The template for journalism
THE DEFAMATION Bill has concluded its passage through the Oireachtas, with a few deserved wobbly moments on blasphemy, and now awaits the signature of President McAleese. It will set the template for the practise of journalism in the years ahead. Successive governments promised in general elections to change the draconian and out-dated Defamation Act of 1961. But, it was Michael McDowell, as minister for justice in 2003, who initiated the lengthy consultation process to amend the Act. His successors, Brian Lenihan and Dermot Ahern, brought the changes to fruition. After almost half a century, a new regulatory regime for journalists has been put in place.
The amending of the 48-year-old Defamation Act has been a long time coming. It is a welcome development, not just for journalists but for citizens too. It comes almost quarter of a century after the then editor of this newspaper, Douglas Gageby, first proposed that a committee be established to pursue changes in the law. And as editors, indeed newspapers, came and went, Frank Cullen, co-ordinating director of the National Newspapers of Ireland, became its constant champion.
The new regime for journalism will operate on twin pillars. The Bill attempts – quite successfully – a balancing of constitutional rights: between the public’s right to know and the citizen’s right to a good name.
The changes will bring defamation into line with the norm of the civil law. Newspapers can make an apology when they know they have got things wrong without admitting liability. Judges can give directions to a jury in assessing damages and parties to the proceedings can make submissions on their scale. All plaintiffs have to file an affidavit to verify the particulars of their defamation claim, thus neutering the common “gagging writ”. These, and other reforms, are important changes in the processing of defamation actions after they arise.
The concession to the practise of journalism is the new defence of “reasonable publication” allowing newspapers to publish stories of public importance for the public benefit if they can be shown to have been thoroughly investigated and done in good faith – even if allegations made in them turn out to be untrue.

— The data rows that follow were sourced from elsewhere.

Issue #175, opened 2020-09-30
Improve tagging in Influx Publisher Agent


BrianJKoopman:
To improve the ease of plotting in Grafana it was suggested we could improve the tagging of our measurements in the InfluxDB. This should be explored and expanded.

PR #466, opened 2026-04-07
influxdb: Refactor common drivers to prepare for tagging

BrianJKoopman:
## Description

This PR refactors the common InfluxDB drivers in order to make it easier to add InfluxDB tagging for #175.

## Motivation and Context

This code is fairly old and kind of a mess. It's maybe still kind of messy, but at least a messy that made it easier to add tagging.

## How Has This Been Tested?

The first commit (f56539f4d30c5e64f2de41b7d5d616594688f6f9) here adds a test for the 'json' protocol, which was missing. And 98a825ad69789b121c48b0695bcfd847be1d4f9b adds more tests for single 'timestamp' style messages, which were also missing.

Also, throughout development I had the old code still running with an `assert` statement checking the new code output the same structure. I ran the agent locally using both the 'json' and 'line' protocols.

## Types of changes

- [x] Code refactor (non-breaking changes which change the structure of the code, but have no behavioral changes)

## Checklist:

### DIFF
--- a/ocs/common/influxdb_drivers.py
+++ b/ocs/common/influxdb_drivers.py
@@ -1,3 +1,4 @@
+from dataclasses import dataclass
 from datetime import datetime, timezone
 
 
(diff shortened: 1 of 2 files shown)


mhasself (approved):
Seems like a good refactoring --

perhaps not the time, but reading this made me wonder about how invalid data are handled.  Generally log messages like "Warning: Cannot convert {timestamp} to an InfluxDB compatible time." are not super helpful... it's desirable to know what agent is producing weird results.  Raising an error instead of silently dropping things _could_ be handled more informatively by the wrapping code.

BrianJKoopman:
> Seems like a good refactoring --
> 
> perhaps not the time, but reading this made me wonder about how invalid data are handled. Generally log messages like "Warning: Cannot convert {timestamp} to an InfluxDB compatible time." are not super helpful... it's desirable to know what agent is producing weird results. Raising an error instead of silently dropping things _could_ be handled more informatively by the wrapping code.

Thanks for the review. Good point about the error text there not being particularly informative. I should have had you review #451, where I added that initially.

This was handling a pretty rare edge case that came up when one of the new ACUs was generating strange timestamps. I agree the wrapping code could raise a more informative error message about which agent sent the invalid data. I'll file a separate issue and merge for now.

We might even consider having the agent side validate the data before sending too, since we can more easily inform the user that something is wrong by crashing the agent, much like we do if a block changes structure, or [a field name is invalid](https://github.com/simonsobs/ocs/blob/4199ac1474318692a06884e24395715d5838e2e6/ocs/ocs_feed.py#L211-L214), etc.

The quid pro quo for these changes is the Office of Press Ombudsman and an independent Press Council which are given legal privilege for their findings in the Bill. These offices give readers a formal and free complaints system which has been in operation for more than a year. The Irish Timessupports them wholeheartedly. They face a huge challenge to stem the slide in standards in Irish journalism.
The new rights in the Defamation Bill, however, also impose new responsibilities on journalists. Some in our profession believe that freedom of expression can be invoked as the constitutional cover for publishing stories that are invasive, uncorroborated, or wrong. The Monica Leech case is a recent example. She was defamed by the Evening Herald. The €1.87 million in damages may be an excessive award. But it was no threat to freedom of expression as some sought to suggest.